● **ASSIGNMENT**:
Reprint all entries without any alteration.

● **MATERIAL FOR THIS TASK**:
PR #6070, opened 2025-05-31
Use map control labels in system tests

AntonKhorev:


tomhughes:
Looks good to me, thanks.

PR #6071, opened 2025-05-31
Truncate rich text description on word boundaries if possible

AntonKhorev:
#6010 added truncated diary entries to profile pages. The truncation procedure is different from from others already in use. It gets html, strips tags and does the standard rails truncation to 150 chars:

```ruby
truncate(strip_tags(entry.body.to_html), :length => 150)
```

So it's truncate to plaintext. This is similar to richtext `.description` for `og:description` from #5056. I experimented using `entry.body.description` instead of `truncate(...)`. One thing that I wanted to change in `.description` is a truncation separator. This is what this PR does.

Before:
image

After:
image

### DIFF
--- a/lib/rich_text.rb
+++ b/lib/rich_text.rb
@@ -239,7 +239,7 @@ module RichText
 
       return nil if text.blank?
 
-      text_truncated_to_word_break = text.truncate(DESCRIPTION_MAX_LENGTH, :separator => " ")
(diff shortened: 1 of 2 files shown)


AntonKhorev:
Splitting on `\b` requires agreeing with the regexp rules of `\b` on what a word is. For example "-" is not a word character. "abc-def" is two words with two boundaries inside: "abc" + "-def" and "abc-" + "def".

tomhughes:

PR #6072, opened 2025-06-01
Use only differences to OSM logo in internal social link icons

hlfan:
Following the discussion in #6065, this PR drops the OSM logo parts of social link icons for OSM related projects to make the icons more easily distinguishable.


AntonKhorev:
Let's start with a change that shouldn't be in this PR. "Use bs light mode bg secondary color consistently". Are you taking line width into account? (no)

hlfan:
>Let's start with a change that shouldn't be in this PR

Removed since taken care of in #6074

hlfan:
I've introduced badges for osm related links:
light2xdark

AntonKhorev:
The advantage of badges is that the icons take the "same" space, which helps with their alignment. That comes at a cost of adding smaller icons.

If you want to shink the osm logo, you'll have to keep its colors, otherwise it will become unrecognizable. But then you're deviating from https://github.com/openstreetmap/openstreetmap-website/pull/5439#issuecomment-2577314212 and https://github.com/openstreetmap/openstreetmap-website/pull/5439#discussion_r2090571628.

Why is it the osm logo that's getting shrunk and not the wiki/forum? Why is the osm logo combined with ohm and ogf?

app/views/social_links/_show.html.erb
```diff
@@ -5,6 +5,11 @@
         <%= image_tag "social_link_icons/#{social_link.parsed[:platform].nil? ? 'other' : social_link.parsed[:platform]}.svg",
                       :alt => social_link.parsed[:platform].nil? ? t(".other") : social_link.parsed[:platform],
                       :size => "16" %>
+        <% if social_link.parsed[:is_osm_related] %>
+          <div class="position-absolute">
+            <%= image_tag "osm_logo.svg", :class => "count-number ms-2 mt-3 rounded-1", :width => "12", :height => "12", :alt => t("layouts.logo.alt_text") %>
```
AntonKhorev: Whad does this badge have to do with `count-number`? There's no number in it.

hlfan:
> Why is it the osm logo that's getting shrunk and not the wiki/forum?

Because it's not the important part, you see the e.g. the W icon which narrows the platforms down to two options, and the indicator just says if it's osm affiliated or not, osm wiki or standard wikipedia.

If instead the osm icon is the large one, that rather reiterates you're on osm (duh) and more importantly it doesn't resolve the readability issues mentioned in #6065.
> Why is the osm logo combined with ohm and ogf?

For ogf it's reasonable to drop in the first place, but the H icon of ohm is quite ambiguous. And when that osm-related platform gets an indicator, that should be the case for every. It doesn't have to be a badge though.

1ec5:
What if we reduce the OHM icon to the outline of the map with the H centered inside of it, similar to [the Public Domain Map logo](https://commons.wikimedia.org/wiki/File:Public_Domain_Map_logo.svg)? This would just be an icon anyways, not necessarily the project’s official logo (which obviously needs work). The wiki icon could be something similar with a W, not sure about the others.

AntonKhorev:
> > Why is it the osm logo that's getting shrunk and not the wiki/forum?
> 
> Because it's not the important part, you see the e.g. the W icon which narrows the platforms down to two options, and the indicator just says if it's osm affiliated or not, osm wiki or standard wikipedia.

What are those two options? Osm wiki and Wikipedia? But there's also the ogf wiki.

Doesn't the osm logo also narrow the platforms?

If I add a link to my other osm account, which icon should it get, a large osm logo or a small one over what exactly?

> If instead the osm icon is the large one, that rather reiterates you're on osm (duh)

It's on a link, so it doesn't reiterate anything, unless you look up where the link leads. But then you can similarly argue against any icon.

> and more importantly it doesn't resolve the readability issues mentioned in #6065.

What does resolve the readability issues? 16x16px "W" as opposed to 12x12px "W" on a badge? (But yes, I'd rather have 16x16 "W" because I'd rather not have badges).

> > Why is the osm logo combined with ohm and ogf?
> 
> For ogf it's reasonable to drop in the first place,

Ogf support is incomplete, only the wiki links are detected but not the main site. By the same logic as currently used in this PR, the ogf logo should become a badge.

> but the H icon of ohm is quite ambiguous. And when that osm-related platform gets an indicator, that should be the case for every. It doesn't have to be a badge though.

Are you saying that ohm should have an osm indicator?

hlfan:
> But there's also the ogf wiki.

The ogf wiki's logo is considerably different from the icon of other wikis as it resembles more 💭 than a W.
> If I add a link to my other osm account, which icon should it get, a large osm logo or a small one over what exactly?

For accounts, reusing `avatar.svg` is an option. This would be marked as osm-related.
> Are you saying that ohm should have an osm indicator?

More or less only because it's icon is an OSM logo derivative, but yes.
But decide for yourself in which case the OHM logo is more easily recognisable:
| a | b |
|-|-|

gravitystorm:
I can appreciate the intent here, but I'm not a fan of the overall result. I've been testing this locally today:

eight

I don't think it's good to have some icons bigger than others, and sticking out to the side like this. I think it looks messy and inconsistent, compared to the current status of everything being the same size and in a vertical line.

Additionally, I'm not sure if it's intentional that the osm_related_indicator (34x34) is bigger than the default height of the list items (at least here on my machine, at 29px), which makes the indicators overlap with each other. Here's a picture showing the dimensions of the list item.

Screenshot from 2026-03-18 16-28-25

Overall, I appreciate that the tiny icons with even tinier differences are hard to tell apart. But I think a better solution would be, if easily distinguishable icons are desired, to design distinctive 16x16 icons for these platforms.

PR #6074, opened 2025-06-01
Redraw OpenGeofiction social icon

AntonKhorev:
#6072 tried to change the color of the ogf icon to match the colors of other social icons. Except that wouldn't work as intended because the lines in the ogf icon are narrower than 1px. It already looks bleak, and with that color change it's going to be bleaker. There's not much to be done about it other than redrawing the entire icon. That's what this PR does.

● **TASK RESULT**:
PR #6070, opened 2025-05-31
Use map control labels in system tests

AntonKhorev:


tomhughes:
Looks good to me, thanks.

PR #6071, opened 2025-05-31
Truncate rich text description on word boundaries if possible

AntonKhorev:
#6010 added truncated diary entries to profile pages. The truncation procedure is different from from others already in use. It gets html, strips tags and does the standard rails truncation to 150 chars:

```ruby
truncate(strip_tags(entry.body.to_html), :length => 150)
```

So it's truncate to plaintext. This is similar to richtext `.description` for `og:description` from #5056. I experimented using `entry.body.description` instead of `truncate(...)`. One thing that I wanted to change in `.description` is a truncation separator. This is what this PR does.

Before:
image

After:
image

### DIFF
--- a/lib/rich_text.rb
+++ b/lib/rich_text.rb
@@ -239,7 +239,7 @@ module RichText
 
       return nil if text.blank?
 
-      text_truncated_to_word_break = text.truncate(DESCRIPTION_MAX_LENGTH, :separator => " ")
(diff shortened: 1 of 2 files shown)


AntonKhorev:
Splitting on `\b` requires agreeing with the regexp rules of `\b` on what a word is. For example "-" is not a word character. "abc-def" is two words with two boundaries inside: "abc" + "-def" and "abc-" + "def".

tomhughes:

PR #6072, opened 2025-06-01
Use only differences to OSM logo in internal social link icons

hlfan:
Following the discussion in #6065, this PR drops the OSM logo parts of social link icons for OSM related projects to make the icons more easily distinguishable.


AntonKhorev:
Let's start with a change that shouldn't be in this PR. "Use bs light mode bg secondary color consistently". Are you taking line width into account? (no)

hlfan:
>Let's start with a change that shouldn't be in this PR

Removed since taken care of in #6074

hlfan:
I've introduced badges for osm related links:
light2xdark

AntonKhorev:
The advantage of badges is that the icons take the "same" space, which helps with their alignment. That comes at a cost of adding smaller icons.

If you want to shink the osm logo, you'll have to keep its colors, otherwise it will become unrecognizable. But then you're deviating from https://github.com/openstreetmap/openstreetmap-website/pull/5439#issuecomment-2577314212 and https://github.com/openstreetmap/openstreetmap-website/pull/5439#discussion_r2090571628.

Why is it the osm logo that's getting shrunk and not the wiki/forum? Why is the osm logo combined with ohm and ogf?

app/views/social_links/_show.html.erb
```diff
@@ -5,6 +5,11 @@
         <%= image_tag "social_link_icons/#{social_link.parsed[:platform].nil? ? 'other' : social_link.parsed[:platform]}.svg",
                       :alt => social_link.parsed[:platform].nil? ? t(".other") : social_link.parsed[:platform],
                       :size => "16" %>
+        <% if social_link.parsed[:is_osm_related] %>
+          <div class="position-absolute">
+            <%= image_tag "osm_logo.svg", :class => "count-number ms-2 mt-3 rounded-1", :width => "12", :height => "12", :alt => t("layouts.logo.alt_text") %>
```
AntonKhorev: Whad does this badge have to do with `count-number`? There's no number in it.

hlfan:
> Why is it the osm logo that's getting shrunk and not the wiki/forum?

Because it's not the important part, you see the e.g. the W icon which narrows the platforms down to two options, and the indicator just says if it's osm affiliated or not, osm wiki or standard wikipedia.

If instead the osm icon is the large one, that rather reiterates you're on osm (duh) and more importantly it doesn't resolve the readability issues mentioned in #6065.
> Why is the osm logo combined with ohm and ogf?

For ogf it's reasonable to drop in the first place, but the H icon of ohm is quite ambiguous. And when that osm-related platform gets an indicator, that should be the case for every. It doesn't have to be a badge though.

1ec5:
What if we reduce the OHM icon to the outline of the map with the H centered inside of it, similar to [the Public Domain Map logo](https://commons.wikimedia.org/wiki/File:Public_Domain_Map_logo.svg)? This would just be an icon anyways, not necessarily the project’s official logo (which obviously needs work). The wiki icon could be something similar with a W, not sure about the others.

AntonKhorev:
> > Why is it the osm logo that's getting shrunk and not the wiki/forum?
> 
> Because it's not the important part, you see the e.g. the W icon which narrows the platforms down to two options, and the indicator just says if it's osm affiliated or not, osm wiki or standard wikipedia.

What are those two options? Osm wiki and Wikipedia? But there's also the ogf wiki.

Doesn't the osm logo also narrow the platforms?

If I add a link to my other osm account, which icon should it get, a large osm logo or a small one over what exactly?

> If instead the osm icon is the large one, that rather reiterates you're on osm (duh)

It's on a link, so it doesn't reiterate anything, unless you look up where the link leads. But then you can similarly argue against any icon.

> and more importantly it doesn't resolve the readability issues mentioned in #6065.

What does resolve the readability issues? 16x16px "W" as opposed to 12x12px "W" on a badge? (But yes, I'd rather have 16x16 "W" because I'd rather not have badges).

> > Why is the osm logo combined with ohm and ogf?
> 
> For ogf it's reasonable to drop in the first place,

Ogf support is incomplete, only the wiki links are detected but not the main site. By the same logic as currently used in this PR, the ogf logo should become a badge.

> but the H icon of ohm is quite ambiguous. And when that osm-related platform gets an indicator, that should be the case for every. It doesn't have to be a badge though.

Are you saying that ohm should have an osm indicator?

hlfan:
> But there's also the ogf wiki.

The ogf wiki's logo is considerably different from the icon of other wikis as it resembles more 💭 than a W.
> If I add a link to my other osm account, which icon should it get, a large osm logo or a small one over what exactly?

For accounts, reusing `avatar.svg` is an option. This would be marked as osm-related.
> Are you saying that ohm should have an osm indicator?

More or less only because it's icon is an OSM logo derivative, but yes.
But decide for yourself in which case the OHM logo is more easily recognisable:
| a | b |
|-|-|

gravitystorm:
I can appreciate the intent here, but I'm not a fan of the overall result. I've been testing this locally today:

eight

I don't think it's good to have some icons bigger than others, and sticking out to the side like this. I think it looks messy and inconsistent, compared to the current status of everything being the same size and in a vertical line.

Additionally, I'm not sure if it's intentional that the osm_related_indicator (34x34) is bigger than the default height of the list items (at least here on my machine, at 29px), which makes the indicators overlap with each other. Here's a picture showing the dimensions of the list item.

Screenshot from 2026-03-18 16-28-25

Overall, I appreciate that the tiny icons with even tinier differences are hard to tell apart. But I think a better solution would be, if easily distinguishable icons are desired, to design distinctive 16x16 icons for these platforms.

PR #6074, opened 2025-06-01
Redraw OpenGeofiction social icon

AntonKhorev:
#6072 tried to change the color of the ogf icon to match the colors of other social icons. Except that wouldn't work as intended because the lines in the ogf icon are narrower than 1px. It already looks bleak, and with that color change it's going to be bleaker. There's not much to be done about it other than redrawing the entire icon. That's what this PR does.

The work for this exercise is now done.